As the young Paolo had pointed out, it was a fabrication. This was the Venice I knew but not quite as it was in real life. The artist had shifted the perspective, moved entire buildings, rebuilt the city to suit his own imagination.

  Did the artist twist real life deliberately to achieve some effect? Or was it just accident, a scene misremembered? The first, surely. Turner, I found out, kept detailed preliminary sketches for much of his work, some of which were in the same gallery. It was obvious he must have hired a boat, sat in the lagoon, looked at the scene in front of him and decided to change it. Just the kind of trick Nonno Paolo might have played with his story too. Was he really saying that he wasn’t the son of the original Uccello family at all? That the original Paolo had sacrificed his life to save a wounded Jewish partisan from Turin, a man he loved called Giovanni Artom? How could that be true? How would he – and Chiara – keep such a secret for five and a half decades? What, in pursuit of the picture he wanted to paint, had he changed? And how much of it was the truth rearranged, how much pure invention?

  There were, of course, no answers. Only further questions the more I tried to unpick the tangle of threads I had at my disposal. Of course the locked drawer in the mansard might offer me the final part of the story, but I wasn’t ready to face that.

  To Dad’s exasperation I decided my future now lay with the visual arts, not commerce. With his support I went to Paris, bought a lot of expensive camera equipment and determined to be a photographer. Almost four years of trying everything, fashion, landscape, news, left me dependent as ever on his support. For one brief, insane moment I even considered flying out to Lebanon to see if I could work my way into Syria to try to document the civil war there. When I mentioned that on the phone it was one of the few times he lost his temper. He caught the next plane and gave me a brisk lecture. Entering a perilous war zone was, he said very forcefully over a suitably lavish dinner near Les Halles, one crazy idea of mine he would never bankroll.

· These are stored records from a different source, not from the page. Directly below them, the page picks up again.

PR #963, opened 2026-09-21
One BEND_RTC macro for the six __CUDACC_RTC__ tests, and gpu_hash above the lanes

costamatheus97:
The two pieces of the HIP lane (#958, merged to `hip`) that do not depend on it, as offered in that thread. One commit on `main` at e52cda47, `bend2/comp.ts` only, +23 −14. No behaviour change.

## What it changes

- **`BEND_RTC`.** Defined when the file is being compiled by the device's runtime compiler (`#if defined(__CUDACC_RTC__)`). The six `__CUDACC_RTC__` tests read it instead. A second RTC lane adds its macro to that one line and leaves the six sites alone.
- **`gpu_hash`.** Moved out of the CUDA block to just above the lane blocks, under `#if BEND_CUDA`. It reads only `BEND_SRC` and `CUBE_LOG`, both defined earlier. A lane that keeps a `.gpu` cache shares it by widening that guard. `hip` already builds and runs with the function at this position.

  Not that it mattered. A Parisian cameraman I half-knew had gone ahead of me. Five weeks later, as I hung around Dad’s Sicilian villa trying to bring him round to the idea, it was all on the news. Pierre had been kidnapped and very publicly murdered by his captors. I couldn’t look at the hideous videos. Besides, in my heart I knew why the idea of seeing war close up intrigued me, and it was nothing to do with Syria at all. I wanted to witness how closely real life matched the images I had of the Artoms’ final bloody days in Venice, pictures I couldn’t get out of my head. It was the challenge of the Turner painting again. I was trying to match what was in my head against what I knew to be real.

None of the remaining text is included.